You can certainly buy a firearm with your license, any hi-cap handgun, rifle, or shotgun which can lawfully be sold to or possessed by any LTC-A holder in the state. 

According to the definition above, you could transport your firearms unloaded and locked in your trunk or secure container and transport them to and from an appropriate range for practice.

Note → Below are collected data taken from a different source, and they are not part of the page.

PR #12703, opened 2023-09-21
Add option in multiplayer lobby settings to disable the alive crew list

27alaing:
### What this PR does
Adds an option in the lobby settings under gameplay section to disable the crew list

### Why
Roleplay purposes, you may not want to have a list that tells you everyone in the game and if they're alive
traitor mode, disabling the crew list will add more mystery to the mode if someone dies

https://github.com/Regalis11/Barotrauma/assets/45323883/e6a8c290-fbc7-44c3-af94-1b18feef385f

image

I would be real surprised if a licensing authority would forbid you from practicing on your own time with your own firearm, especially, if the chief is giving out "Target and Hunting" to civilian applicants. The chief could also add "Target Practice" to your license at no cost to you that would completely eliminate any misunderstanding.

Good luck,

Jeff


----------



## 263FPD

> I'm new here, but am an NRA / Mass Certified Instructor and have some knowledge in this area. The generally accepted interpretation of the employment restriction is actually found
> 
> 
> 
> in the police department's firearms processing computer program
> 
> 
> 
> .
Click to expand...

Do not assume that this language exists in every PD as a defenition of "Employment" What Department are we speaking of?


----------



## HuskyH-2

As a campus officer, can you not ccw on your badge and id?


----------



## 263FPD

HuskyH-2 said:


> As a campus officer, can you not ccw on your badge and id?

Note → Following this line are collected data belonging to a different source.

PR #12794, opened 2023-10-12
Barsuk visual tweaks and bug fixes

NotWendy:
General gameplay changes:

- Minor hull box adjustments and waypoint changes. Did a lot of testing with bots and they seem to like it.
- Made bots capable of using the airlock by linking buttons to doors. Previously the bots would get confused by the wiring and wouldn't know how to open or close the outer door.
- Added an assistant spawnpoint with an appropriate ID in the cargo room.
- Fixed the decorative shuttle shell piece placement around turrets causing rooms to flood when the shell is broken.
  For example, you could break the shell around the top turret without damaging the main hull pieces, and the cargo room would flood.
- Removed the shuttle shell piece above the laser. Replaced it with a decorative fin piece.
  It was barely visible and only served to make you question what exactly you're welding, when you were repairing the front of the submarine.
- Barsuk's batteries now start out fully charged, with their charge rate set to 20%.
  Reinforcing the idea of Barsuk being an easy to understand starter sub, this quality of life change makes the use of batteries slightly more intuitive.

Wiring changes:
- Made the powerful relays that control Barsuk's batteries non-detachable.
  Their higher than normal power limit (5000 vs 1000) meant you could start on a Barsuk, detach the relays, then use said relays to make other submarines more powerful.
- The state of the primary battery relay is now inverted via a NOT component, instead of the Signal Check component. This is a more intuitive setup, which matters for a highly customizable starter submarine that Barsuk is supposed to be.
- Added a lamp in the oxygen compartment. It is powered by the bottom junction box in the gunnery. The oxygen generator itself no longer serves as a source of light.
  Thanks to the oxygen generator now having an animation when it's active, having a light component associated with it isn't necessary and a separate lamp looks more natural.

Lighting changes:
- Reduced the range and slightly increased the intensity of emergency lights on cabinets. The purpose of those lights is to guide players in the dark when the submarine is out of power.
- Made the buttons in the airlock, outside of the submarine, and next to the depth charge loader non-detachable and placed non-interactable light components behind them, emitting a faint light in a range that matches the button's size. 
  Those three buttons are important, but hard to see in the dark. Highlighing them with non-interactable light components makes them easier to find and press.
- Made the emergency light in the bottom front room brighter and made it cast shadows, to prevent it from shining through the command room's floor.

Other visual changes:
- Fixed countless sprite depth conflicts across the entire submarine.
  Decorative boxes rendering behind junction boxes in the docking port room, reactor overlapping the platform it's on, metal strips around the docking hatch sometimes being hidden, shuttle shell pieces around guns sometimes rendering on top of the main hull, all fin parts having the same sprite depth, ladders having the same sprite depth as hatches, and many more.
- Reduced the amount of functional wires being used for decorative purposes. (Primarily in the reactor room.) Also smoothed out the curves on remaining wires by moving the nodes around.
  The jagged shapes you get when trying to decorate with real wires don't look right. Instead, the messy wiring is now implied with decorative wires, some of which show real wires underneath.
- Gave Barsuk a rudder and increased the sprite depth of the BARSUK label, so that the label's letters can't appear above wires, if those happened to be placed there mid-mission. Made other exterior decorations a bit more visually appealing too. Also, more rust.
- Added a platform on top of the docking hatch. Its bright texture makes the hatch more noticeable from the outside.
- Moved some items like vents and small supply cabinets around to align them with wall textures better.
- Moved the navigation terminal higher to save the captain from having to lean down all the time.
- Recolored some items (primarily vents) to make them stand out less.
- Moved lots of boxes around. They look better this way, I think.

Images:
BarsukRemake
BarsukRemakeLighting


Zalaxx:
Really like this small refresh! (based on image comparison with the current version and the list of changes)
It makes it a bit more "coherent" and easier to understand (clutter/decoration is better integrated with the submarine)
I particuliarly like the wirings mixing function and decoration, very creative and looks really good!
I hope it will be merged and make it for the next release :)

NotWendy:
Thank you, @Zalaxx.
Also, @JeroonBosch, I just pushed one more update for this, a few small visual tweaks I wanted to do for a while. Mostly lighting and sprite depth changes to make it so less wires are covered up by boxes. That's something that wasn't so good about the last version.

NotWendy:
Another update. Cleaned up the waypoints around ladders, did a lot more testing with bots. Added a spawnpoint for the assistant with an appropriate ID in the cargo room. Probably won't ever make a difference, but it's good to have for consistency in design.
Important note: Bots have no idea how to use the airlock without the player's help. This is the case in the original Barsuk too. I tried fixing this problem by marking the outer airlock door as a blue waypoint (indicating that it leads outside). This works sometimes, but did not help in this case. Might not be fixable in the editor if we want to stick with buttons that aren't integrated with the door itself.

NotWendy:
Rewired the airlock so that bots can use it without any problems. I'm so happy about this. They were confused before because the buttons were only connected to the inner door, and the outer door's state changed depending on whether the inner door is closed or open.

It still works the same way in my version, I just send redundant signals to the outer door, so the bots recognize that the button controls it too.
The outer button sends a signal to the inner door and to the outer door. The signal to the outer door gets overwritten by the Not component immediately, so it's completely irrelevant on its own. But the bots like it.
The central button works the same way. And the innermost button is only wired to the inner door.
image

NotWendy:
The airlock is bot-friendly now. I linked the buttons to doors, so the bots don't get confused by the wiring.

mygamingaccount:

I may be wrong but I will say "No" not leaglly per se, but most of the cops I know, would probably not bust balls too much. However, you must know that our Chief requires that all of his staff have a valid MA LTC even though under the law, a badge and my ID from the municipality is adequate. Go figure.


----------



## OKPRMedic

263FPD said:


> Do not assume that this language exists in every PD as a defenition of "Employment" What Department are we speaking of?


The language only exists as part of the online computer program (MIRCS) used by departments to issue LTCs. There is a window with these definitions that can be printed out. The police departments are not bound by these definitions. The definitions are not found in the law, and the restrictions can mean anything that the licensing authority says they mean.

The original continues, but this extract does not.